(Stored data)
* * * * * * * * *
PR #295, opened 2019-11-28
Populate METS adapter script

warrd:
https://github.com/wellcometrust/platform/issues/4083

### DIFF
--- a/mets_adapter/populate_mets/populate_mets.py
+++ b/mets_adapter/populate_mets/populate_mets.py
@@ -1,0 +1,76 @@
+#!/bin/env python3
+
+from sys import maxsize
+import click
+import boto3
+from wellcome_aws_utils.sns_utils import publish_sns_message
+
+
+def aws_resource(name, role_arn):
+    role = boto3.client("sts").assume_role(
+        RoleArn=role_arn, RoleSessionName="AssumeRoleSession1"
+    )
+    credentials = role["Credentials"]
+    return boto3.resource(
+        name,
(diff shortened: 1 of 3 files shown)


mets_adapter/populate_mets/populate_mets.py
```diff
@@ -0,0 +1,76 @@
...
+    def scan(self):
+        for page in self.paginator.paginate(TableName=self.vhs):
+            for item in page["Items"]:
+                space, id = item["id"].split(":")
+                yield (space, id)
+
+
+class MessagePublisher:
+
+    role = "arn:aws:iam::760097843905:role/platform-dev"
```
warrd: I can't assume this role for some reason when running locally, anyone got an idea why (`read_only` roles appear to be fine) :thinking:?

```
botocore.exceptions.ClientError:
An error occurred (AccessDenied) when calling the AssumeRole operation: User:
arn:aws:sts::760097843905:assumed-role/platform-superdev/Ni.Ward@wellcome.ac.uk
is not authorized to perform: sts:AssumeRole on resource:
arn:aws:iam::760097843905:role/platform-dev
```

alicefuzier: the role arn is `arn:aws:iam::760097843905:role/platform-developer` I think

warrd: That worked! But there is also a `platform-dev` role in the IAM, which is maybe a bit confusing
* * * * * * * * *
#### [Try it]
Each line of the data above that contains the word "warrd" counts once; report the total and add nothing.

#### [Response to the task]
3